• [What to produce]: Report each line below that carries the word "think".

• [Data]:
PR #1153, opened 2025-05-09
[Dev] Add a `FORCE_ENEMY_TERA_OVERRIDE`

PigeonBar:

If the override is enabled, then every enemy Pokemon (including wild Pokemon) will Terastallize on the first turn that it chooses to use a move.

Making it easier to test things while working on Terastallization (e.g., testing scenarios when both sides Terastallize on the same turn).

- If `FORCE_ENEMY_TERA_OVERRIDE` is `true`, then the enemy Pokemon will select `BattleCommand.TERA` instead of `BattleCommand.FIGHT` during `EnemyCommandPhase`.
- As a proof of concept, one of the Tera Blast tests is rewritten to use this override.

## Screenshots/Videos

https://github.com/user-attachments/assets/0f16dfe5-751c-4c50-b729-3f1d7b92d40d

## How to test the changes?

```
  FORCE_ENEMY_TERA_OVERRIDE: true,
```

## Checklist

### DIFF
--- a/src/field/pokemon.ts
+++ b/src/field/pokemon.ts
@@ -401,7 +401,8 @@ export abstract class Pokemon extends Phaser.GameObjects.Container {
   public get teraType(): ElementalType {
     if (this.isPlayer() && Overrides.TERA_TYPE_OVERRIDE !== ElementalType.UNKNOWN) {
       return Overrides.TERA_TYPE_OVERRIDE;
-    } else if (this.isEnemy() && Overrides.ENEMY_TERA_TYPE_OVERRIDE !== ElementalType.UNKNOWN) {
+    }
+    if (this.isEnemy() && Overrides.ENEMY_TERA_TYPE_OVERRIDE !== ElementalType.UNKNOWN) {
       return Overrides.ENEMY_TERA_TYPE_OVERRIDE;
     }
 
--- a/src/field/pokemon.ts
+++ b/src/field/pokemon.ts
@@ -399,6 +399,12 @@ export abstract class Pokemon extends Phaser.GameObjects.Container {
    * - Shedinja is always Bug
    */
   public get teraType(): ElementalType {
+    if (this.isPlayer() && Overrides.TERA_TYPE_OVERRIDE !== ElementalType.UNKNOWN) {
+      return Overrides.TERA_TYPE_OVERRIDE;
+    } else if (this.isEnemy() && Overrides.ENEMY_TERA_TYPE_OVERRIDE !== ElementalType.UNKNOWN) {
+      return Overrides.ENEMY_TERA_TYPE_OVERRIDE;
+    }
+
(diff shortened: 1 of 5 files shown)


innerthunder (dismissed):

src/overrides.ts
```diff
@@ -141,6 +141,11 @@ class DefaultOverrides {
    * - Infatuated: set to `true` to force its activation, set to `false` to do the opposite
    */
   readonly STATUS_ACTIVATION_OVERRIDE: boolean | null = null;
+  /**
+   * If `true`, every enemy Pokemon Terastallizes on the first turn that it decides to use a move.
+   * If `false`, this override is ignored.
+   */
+  readonly FORCE_ENEMY_TERA_OVERRIDE: boolean = false;
```
Tempo-anon: Is there also an override for the enemy's tera type? I think right now it'll randomly pick one of their types

Tempo-anon (dismissed):

src/overrides.ts
PigeonBar: Overrides for Tera type are now also included in this PR.

src/field/pokemon.ts
```diff
@@ -399,6 +399,12 @@ export abstract class Pokemon extends Phaser.GameObjects.Container {
    * - Shedinja is always Bug
    */
   public get teraType(): ElementalType {
+    if (this.isPlayer() && Overrides.TERA_TYPE_OVERRIDE !== ElementalType.UNKNOWN) {
+      return Overrides.TERA_TYPE_OVERRIDE;
+    } else if (this.isEnemy() && Overrides.ENEMY_TERA_TYPE_OVERRIDE !== ElementalType.UNKNOWN) {
```
```suggestion
    }
    if (this.isEnemy() && Overrides.ENEMY_TERA_TYPE_OVERRIDE !== ElementalType.UNKNOWN) {
```

DayKev (dismissed):

src/field/pokemon.ts
Tempo-anon: I agree that not having the `else` makes more sense stylistically

Tempo-anon (dismissed):

MokaStitcher:
Could it be useful at some point to have it be 3 states
- `true` to force tera
- `false` to prevent tera
- null for default behavior?

Similar to some other overrides

flx-sta (dismissed):

PigeonBar:
> Could it be useful at some point to have it be 3 states
> 
>     * `true` to force tera
> 
>     * `false` to prevent tera
> 
>     * null for default behavior?
> 
> 
> Similar to some other overrides

I don't think we need an override to prevent Tera since enemy Tera is limited to just a few specific enemy trainers.

DayKev (approved):

innerthunder (approved):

• [Written response]:
Tempo-anon: Is there also an override for the enemy's tera type? I think right now it'll randomly pick one of their types
I don't think we need an override to prevent Tera since enemy Tera is limited to just a few specific enemy trainers.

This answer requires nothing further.